I no longer accept any more students.
Numerous PhD, MPhil and MSc students have enriched my research over the years, on topics varying from crosslingual study of text types using principal component analysis, to multidimensionality in concept representations, to automatic term extraction, to machine learning of template extraction rules, to design of onomasiological dictionaries and term banks, to improving software project management through ontology-driven text mining, to text simplification as assistive technology, to named entity recognition and opinion mining for Arabic, ...
The National Centre for Text Mining offers a rich text mining research environment. Academic staff there are primarily looking for research students interested in text mining topics, although would certainly welcome students interested in research in related areas of natural language processing.
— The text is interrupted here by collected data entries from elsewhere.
PR #2708, opened 2023-11-21
add origin to CSP so Safari can do recursion

### LINKED ISSUE #2229: Recursive Ordinals are blocked and not functional for display on Safari and Safari & Chrome & Imbeded browsers on iOS
Due to incompatibility with Safari and apples CSP policy recursive ordinals do not function at all on roughly 40% of the mobile market. This is a hard block to which we've been unable to find a successful work around. 

This issue was mentioned prior to recursion release with regards to Safari (OSX) however this is the case in all browsers on iOS which makes up the a good portion of internet traffic globally, albiet currently there are few ordinal wallets or websites geared towards mobile. 

This means all the recursive ordinals sold thus far, or in the future utilizing the current protocol standards may/will fail to render as expected for the majority of owners or platforms. 

Example: 

https://ordinals.com/content/821006d94ecbe675dcb6bcb911a6e55c0fc3015f57b64ef366c84899ff8a7a20i0 Refused to load because it appears in neither the img-src directive nor the default-src directive of the Content Security Policy.

We have tested this on multiple recursive ordinals from both ordinals.com and the magiceden content mirror during testing of recursion for project and artist usage. 

Examples of testing include basic recursion such as recursive frogs:  (Simply layering) 
https://ord-mirror.magiceden.dev/content/3e0838c4e814f7ed88ef932e09ae56a5b6627dbfed89ee8ba160edcdb527b303i0

And more complex which pulls in libraries to display images: (rotating 3d gallery) 
https://ordinals.com/content/0829ab0e3a096e37604a52a08acbf343146fe4daa4469f54408a19e10e5a5917i0

Images below.. note this is the case on ordinals.com and magiceden and other sites which implement protocol correct security policies. 

Given the issue with CSPs was presented prior to release, this is likely not news with regards to safari incompatibility, but iOS broadly renders recursion non operable for the majority of users, and projects selling or users buying recursive ordinals need to understand these current limitations. 

Apples CSP policy is not likely to change, and is secure, if anything it is likely to propagate to other browsers over time. 

<details>
IMG_7AC4C94C7D78-1
IMG_0044
IMG_0045
IMG_0046
IMG_0048
</details>

rot13maxi:
adds a `content_security_policy_origin` option to `server`. Tested on safari on macos 14.1.1 by doing `ord server --content-security-policy-origin http://0.0.0.0:80` and was able to view recursive inscriptions correctly. 

fixes #2229


casey:
Does this have to be a full url with `http/https`, or can it just be a host?

Otherwise this looks good. Maybe a shorter flag name, like `--csp-origin`?

rot13maxi:
it looks like you need the full url. 

flag shortened

src/subcommand/server.rs
```diff
@@ -3151,6 +3172,38 @@ mod tests {
...
+      AcceptEncoding::default(),
+      &PageConfig {
+        content_security_policy_origin: Some("https://ordinals.com".into()),
+        ..Default::default()
+      },
+    )
+    .unwrap()
+    .unwrap();
+
+    assert_eq!(headers["content-security-policy"], HeaderValue::from_static("default-src https://ordinals.com/content/ https://ordinals.com/blockheight https://ordinals.com/blockhash https://ordinals.com/blockhash/ https://ordinals.com/blocktime https://ordinasl.com/r/ 'unsafe-eval' 'unsafe-inline' data: blob:"));
```
rot13maxi, line 3204:
```suggestion
    assert_eq!(headers["content-security-policy"], HeaderValue::from_static("default-src https://ordinals.com/content/ https://ordinals.com/blockheight https://ordinals.com/blockhash https://ordinals.com/blockhash/ https://ordinals.com/blocktime https://ordinals.com/r/ 'unsafe-eval' 'unsafe-inline' data: blob:"));
```

raphjaph (approved):
lgtm!

PR #2709, opened 2023-11-21
Combine inscriptions_on_output functions

casey:
This does a few things:

- removes a comment which I think no longer applies
- folds `inscriptions_on_output_ordered` and `inscriptions_on_output_unordered`, since `inscriptions_on_output_unordered` is never called anywhere where the increased performance would make a difference


casey:
I already did this in the sequence number key PR.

They normally would expect research students to be computer literate and to be able to program, or at least to be at home with computational linguistic formalisms, natural language processing workflow frameworks, deep learning for natural language processing, etc., and, for PhD level study, to have previously studied some aspects of text mining or natural language processing.
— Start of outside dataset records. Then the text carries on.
PR #2724, opened 2023-11-22
Fix coin selection.

### LINKED ISSUE #2723: Coin selection sometimes fails
https://github.com/ordinals/ord/pull/2303#issuecomment-1656941131 misses a case from my original pull request. 

If the best coin so far doesn't satisfy the condition and the new coin does, we don't care whether the new coin is "closer" than the old one, it is the new best coin whether it is closer or not. 

I've seen this cause failures to inscribe and to send inscriptions, where the algorithm finds a very close, but too small, utxo, it won't switch to a big enough but not as close utxo, and so fails completely to fund the tx.

gmart7t2:
Fixes #2723.

### DIFF
--- a/src/subcommand/wallet/transaction_builder.rs
+++ b/src/subcommand/wallet/transaction_builder.rs
@@ -1985,4 +1985,58 @@ mod tests {
       outpoint(2),
     );
   }
+
+  #[test]
+  fn prefer_further_away_utxos_if_they_are_newly_under_target() {
+    let utxos = vec![
+      (outpoint(1), Amount::from_sat(510)),
+      (outpoint(2), Amount::from_sat(400)),
+    ];
+
+    let mut tx_builder = TransactionBuilder::new(
+      satpoint(0, 0),
+      BTreeMap::new(),
+      utxos.into_iter().collect(),
+      BTreeSet::new(),
+      recipient(),
+      [change(0), change(1)],
+      FeeRate::try_from(1.0).unwrap(),
+      Target::Value(Amount::from_sat(10_000)),
+    );
+
+    assert_eq!(
+      tx_builder
+        .select_cardinal_utxo(Amount::from_sat(500), true)
+        .unwrap()
+        .0,
+      outpoint(2),
+    );
+  }
+
+  #[test]
+  fn prefer_further_away_utxos_if_they_are_newly_over_target() {
+    let utxos = vec![
+      (outpoint(1), Amount::from_sat(490)),
+      (outpoint(2), Amount::from_sat(600)),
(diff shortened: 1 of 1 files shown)


casey:
Thanks for the PR! I added a couple of tests. Do they look right to you?

casey:
I pushed some tests, but it looks like you force-pushed the branch. This needs tests before it can be merged, so that we can be sure that it fixes the issue, and so that we can be sure we don't break it in the future. Here are the tests I added:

If you are interested in being supervised by academic staff in NaCTeM for doctoral or MPhil research, please send them your research proposal. Please consult our information on how to apply for PhD or MPhil.
If you are interested in investigating text mining techniques, say, in relation to a specific application domain, such as biology, the social sciences, or the humanities, then do please contact them. We work very closely with colleagues in other domains, especially the three mentioned, and the text mining research environment here is very conducive to interdisciplinary and cross-disciplinary research.
Postgraduate taught MSc
The School of Computer Science has a number of taught MSc programmes in Advanced Computer Science. One of the major themes available within this programme is Making Sense of Complex Data, which includes a course unit on Text Mining.